A CIDADE E A CANALHA ANÓNIMA
A cidade do Porto parece um organismo semimorto que recusa a ideia de que agoniza.
Quando o automóvel estaca no centro da larga avenida, rumo ao Marquês,
pode ver-se bem à esquerda e bem à direita a face da devastação:
passam-se estabelecimentos às dezenas,
vendem-se apartamentos e casas às centenas e, à porta dos mini-mercados,
homens na casa dos quarenta, mendigam por moedas, com o seu olhar baixo,
o jeito e o trejeito da humilhação habituada, rendida, acanhada,
com a sua roupa feia, coçada, vulgar, amarelenta, com a sua barba crescida
e o seu cabelo desalinhado. Fazem o seu número e o aplauso ou a indiferença
serpenteiam-lhes os corpos, cada qual olha pela sua vida.
lkj
Recebem normalmente da enfadada e ensacada dona de casa
um esgar de assentimento ao pedido: ela abre o carro,
senta-se, enquanto pousa as sacas no banco de trás, pousa a bolsa,
abre a bolsa, escolhe uns trocos, levanta-se, soergue-se, estica o braço
e deixa-os cair tilintantes na palma da mão do adulto pedinte,
já de olho na próxima possibilidade. De repente, o pobre homem olha para mim
e, fitando-me agudamente numa pose de estátua, percebe que tive os olhos postos nele
prolongadamente a fim de captar toda a cena como num diálogo.
lkj
Regresso à condução. O semáforo abriu. Meu coração de pai lateja
refrescadamente pelo abençoado rebento, fragilidade da minha fragilidade.

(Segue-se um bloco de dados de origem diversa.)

PR #9619, opened 2026-01-21
Fix buffer overflow in RenderPass command batching

pixelflinger:
The command batching logic in RenderPass::Executor::execute calculates a conservative `maxCommandSizeInBytes` to determine how many commands can safely fit in the driver's circular buffer.

However, this calculation failed to account for the dynamic memory allocation incurred by the Per-Material descriptor set binding (via `MaterialInstance::use`). This binding allocates a `DescriptorSetOffsetArray` in the command stream, which was unbudgeted.

In scenarios with frequent material and scissor changes, the accumulated deficit from these unbudgeted allocations could exceed the buffer  capacity, leading to a crash.

This change:
1. Adds the missing accounting for the Per-Material dynamic allocation  to `maxCommandSizeInBytes`.
2. Adds a 20% safety margin to the calculated size to robustly handle alignment padding and worst-case scenarios.

FIXES=[474264976]

### DIFF
--- a/filament/src/RenderPass.cpp
+++ b/filament/src/RenderPass.cpp
@@ -940,31 +940,32 @@ void RenderPass::Executor::execute(FEngine const& engine, DriverApi& driver,
 
         // Maximum space occupied in the CircularBuffer by a single `Command`. This must be
         // reevaluated when the inner loop below adds DriverApi commands or when we change the
-        // CommandStream protocol. Currently, the maximum is 248 bytes.
+        // CommandStream protocol. Currently, the maximum is 272 bytes.
         // The batch size is calculated by adding the size of all commands that can possibly be
         // emitted per draw call:
         constexpr size_t maxCommandSizeInBytes =
                 sizeof(COMMAND_TYPE(scissor)) +
                 sizeof(COMMAND_TYPE(bindDescriptorSet)) +
-                sizeof(COMMAND_TYPE(bindDescriptorSet)) +
+                sizeof(COMMAND_TYPE(bindDescriptorSet)) + backend::CustomCommand::align(sizeof(NoopCommand) + 4) +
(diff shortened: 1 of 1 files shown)


filament/src/RenderPass.cpp
```diff
@@ -940,31 +940,32 @@ void RenderPass::Executor::execute(FEngine const& engine, DriverApi& driver,
...
         constexpr size_t maxCommandSizeInBytes =
                 sizeof(COMMAND_TYPE(scissor)) +
                 sizeof(COMMAND_TYPE(bindDescriptorSet)) +
-                sizeof(COMMAND_TYPE(bindDescriptorSet)) +
+                sizeof(COMMAND_TYPE(bindDescriptorSet)) + backend::CustomCommand::align(sizeof(NoopCommand) + 4) +
                 sizeof(COMMAND_TYPE(bindPipeline)) +
                 sizeof(COMMAND_TYPE(bindRenderPrimitive)) +
                 sizeof(COMMAND_TYPE(bindDescriptorSet)) + backend::CustomCommand::align(sizeof(NoopCommand) + 8) +
                 sizeof(COMMAND_TYPE(setPushConstant)) +
                 sizeof(COMMAND_TYPE(draw2));
```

Mas penso nas lambadas que desde há três anos a vida portuguesa me dá,
nas portas sucessivas que me fecha, as multas-cretinescas, o Fisco-animal,
azares de todo o teor, desemprego-filho de uma puta concreta e deliberada
e pergunto-me: estarei assim tão longe da capitulação
patente naquele homem implorativo?
lkj
Enquanto isso, sabe-se que o Ministério Público teve conhecimento
das ligações estreitas entre o BPN e o Banco Insular de Cabo Verde
em 2007, quando investigou movimentos de crédito suspeitos entre as duas instituições,
revelou à Lusa fonte do grupo Sociedade Lusa de Negócios (SLN). Continua a suspeição
e continua, ainda mais feliz e saudável, o anonimato-canalha de que tudo isto se reveste.

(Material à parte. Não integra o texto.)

PR #9621, opened 2026-01-21
don't bucket (z-sort) opaque geometry

pixelflinger:
All modern mobile GPUs do this sorting
automatically, similarly to using a v-buffer.
Sorting at the application level is 
counter-productive because prioritize depth
over state, which is much more important.

Transparents are still sorted for correctness.


poweifeng:
> Opaques are still sorted for correctness.

Do you mean transparents?

poweifeng (approved):

pixelflinger:
after doing more research, depth sorting is still beneficial on many mobile GPUs. abandoning the PR.

PR #9633, opened 2026-01-26
VK: Only bypass the staging buffer when is not in use

rafadevai:
In the cases where a frame takes more than the vsync time, we start seeing some rendering artifacts because we write to a buffer that is currently in flight.

Not 100% sure why the current approach fails but for now, the staging buffer is bypassed only when the buffer is not in use or referenced by any other resource.

FIXED=[445455050]
FIXED=[477305399]


pixelflinger:
there should be a bug for tracking the problem

rafadevai:
> there should be a bug for tracking the problem

I linked the 2 bugs, is there an specific way I should do it?

rafadevai:
> Yeah, I think this is the right approach, but having getCount() == 1 to guard it seems brittle.

Its not brittle but kinda conservative, I'm pretty sure we can come up with a way that its being activated more often

poweifeng:
> > Yeah, I think this is the right approach, but having getCount() == 1 to guard it seems brittle.
> 
> Its not brittle but kinda conservative, I'm pretty sure we can come up with a way that its being activated more often

brittle in the sense that if you somehow keep the reference to the buffer elsewhere (but not in a command buffer), then the count would be greater than 1.

PR #9634, opened 2026-01-26
Swap logic of how the EGL display is initialized.

haroonq:
1. Iterate over system displays using eglQueryDevicesEXT and try to initialize them.

2. If no display initialized, then try to initialize the DEFAULT display.

BUGS=[478925865]
FIXES=[478925865]


pixelflinger:
looks good but why the change? is there a bug associated?

filament/backend/src/opengl/platforms/PlatformEGL.cpp
```diff
@@ -120,25 +120,30 @@ bool PlatformEGL::isOpenGL() const noexcept {
...
-    mEGLDisplay = eglGetDisplay(EGL_DEFAULT_DISPLAY);
-    assert_invariant(mEGLDisplay != EGL_NO_DISPLAY);
+    static constexpr int kMaxNumEGLDevices = 32;
 
     EGLint major, minor;
-    EGLBoolean initialized = eglInitialize(mEGLDisplay, &major, &minor);
+    EGLBoolean initialized = false;
+
+    EGLDeviceEXT eglDevices[kMaxNumEGLDevices];
+    EGLint numDevices;
```
z3moon: this is only used within the `if (eglQueryDevicesEXT != nullptr) {` block below. You can move this within the block.

filament/backend/src/opengl/platforms/PlatformEGL.cpp
```diff
@@ -120,25 +120,30 @@ bool PlatformEGL::isOpenGL() const noexcept {
...
+    PFNEGLQUERYDEVICESEXTPROC const eglQueryDevicesEXT =
+        PFNEGLQUERYDEVICESEXTPROC(eglGetProcAddress("eglQueryDevicesEXT"));
+    PFNEGLGETPLATFORMDISPLAYEXTPROC const getPlatformDisplay =
+        PFNEGLGETPLATFORMDISPLAYEXTPROC(eglGetProcAddress("eglGetPlatformDisplay"));
+
+    if (eglQueryDevicesEXT != nullptr) {
+        eglQueryDevicesEXT(kMaxNumEGLDevices, eglDevices, &numDevices);
```
z3moon: You need to check the return value of this call. Otherwise `numDevices` may have an invalid value, thereby producing undefined behavior for the following loop.

Also I would initialize the variable just in case.
```
EGLint numDevices = 0;
```

filament/backend/src/opengl/platforms/PlatformEGL.cpp
```diff
@@ -120,25 +120,30 @@ bool PlatformEGL::isOpenGL() const noexcept {
...
+    EGLBoolean initialized = false;
+
+    EGLDeviceEXT eglDevices[kMaxNumEGLDevices];
+    EGLint numDevices;
+    PFNEGLQUERYDEVICESEXTPROC const eglQueryDevicesEXT =
+        PFNEGLQUERYDEVICESEXTPROC(eglGetProcAddress("eglQueryDevicesEXT"));
+    PFNEGLGETPLATFORMDISPLAYEXTPROC const getPlatformDisplay =
+        PFNEGLGETPLATFORMDISPLAYEXTPROC(eglGetProcAddress("eglGetPlatformDisplay"));
+
+    if (eglQueryDevicesEXT != nullptr) {
```
z3moon: please check `getPlatformDisplay != nullptr` as well

haroonq:
PTAL

PR #9779, opened 2026-03-06
Allow child classes to configure the EGLDisplay.

haroonq:


filament/backend/include/backend/platforms/PlatformEGL.h
```diff
@@ -159,6 +159,8 @@ class PlatformEGL : public OpenGLPlatform {
     EGLConfig getEglConfig() const noexcept { return mEGLConfig; }
     EGLConfig getSuitableConfigForSwapChain(uint64_t flags, bool window, bool pbuffer) const;
 
+    void setEglDisplay(EGLDisplay display) noexcept { mEGLDisplay = display; }
```
pixelflinger: That's very dangerous method that must be well documented.

For instance:
- when can it be called?
- probably should be illegal if mEGLDisplay is not EGL_NO_DISPLAY (return an error)
- probably illegal to pass EGL_NO_DISPLAY
- specify if it takes ownership (who destroys it?)
- can it be called more than once with different displays? (probably not)
etc...

This is a public API it must be really well defined.

haroonq: It is a protected API so can only be callable by derived classes.  That said, I've added comments about when it should and should not be called.

poweifeng: I would also add a `FILAMENT_CHECK_PRECONDITION` to check that `mEGLDisplay == EGL_NO_DISPLAY` when this is called. And maybe putting in the cpp.

haroonq: Done.

filament/backend/src/opengl/platforms/PlatformEGL.cpp
```diff
@@ -119,31 +120,39 @@ bool PlatformEGL::isOpenGL() const noexcept {
 
 PlatformEGL::ExternalImageEGL::~ExternalImageEGL() = default;
 
+void PlatformEGL::setEglDisplay(EGLDisplay display) noexcept {
+    FILAMENT_CHECK_PRECONDITION(mEGLDisplay == EGL_NO_DISPLAY)
```
pixelflinger, line 124: you probably want to check that they don't pass EGL_NO_DISPLAY? Either we need to specifically allow it, or check for it.

haroonq: Done.

filament/backend/include/backend/platforms/PlatformEGL.h
```diff
@@ -159,6 +159,12 @@ class PlatformEGL : public OpenGLPlatform {
     EGLConfig getEglConfig() const noexcept { return mEGLConfig; }
     EGLConfig getSuitableConfigForSwapChain(uint64_t flags, bool window, bool pbuffer) const;
 
+    // Sets the EGLDisplay to be used by this platform. This should only be called by derived 
+    // classes before invoking createDriver. Calling it after that point will result in 
+    // undefined behaviour. This class will take owernship of the display and call eglTerminate
```
poweifeng:
```suggestion
    // undefined behaviour. This class will take ownership of the display and call eglTerminate
```

PR #9782, opened 2026-03-07
Debug Shadow Cascades: remove dependency on frameUniforms

pixelflinger:
The DebugShadowCasacade material was dependent on frameUniforms, instead we use material parameters. We also pass all the informations relative to cascades (it's not used yet, but will be in the future).


pixelflinger:
> wouldn't you also want to remove the fields from `UibStructs`?

oh no, this fields are needed for the regular shadowing code. This is just the debugging shader that runs as a postfx pass. It shouldn't depend on values that happen to be in the ubo for the color pass.
Basically I want to the debug shader to be self contained.

PR #9784, opened 2026-03-09
Metal: fix crash from exceeding max texture dimensions for Bloom buffer

emezeske:
I recently added a new fuzz test for my Filament-based app, which creates a window and then rapidly issues changes such as toggling View features, changing the window size, and other operations that the users of my app can do.

It quickly found a crash when Bloom is enabled and the window dimensions get resized to weird aspect ratios on a large monitor. Eventually I narrowed it down to the Bloom buffer's width exceeding the Metal max texture dimension (on my machine, 16K). Applying this patch fixes the crash.


emezeske:
Thanks, @pixelflinger !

A Justiça, o Direito e a Diligência processual, como em tantos e tão famigerados
exemplos portugueses, continuam e continuarão cegos, moucos e mudos.
Comments
É o Portugal que temos.. e cada vez mais ter um trabalho é uma benção!
O dinheiro é finito e as prioridades estabelecidas são na defesa do capital, ainda que lhe chamem economia. Nem sei se me revolto mais com a má distribuição da riqueza, ou se pela ineficácia da justiça, mas de qualquer modo, deixei de confiar na classe política que nos dirige - para o abismo.
Boa semana
Abraço do Zé
P.S. - Já escrevi o texto contra o TGV. Um destes dias publico-o.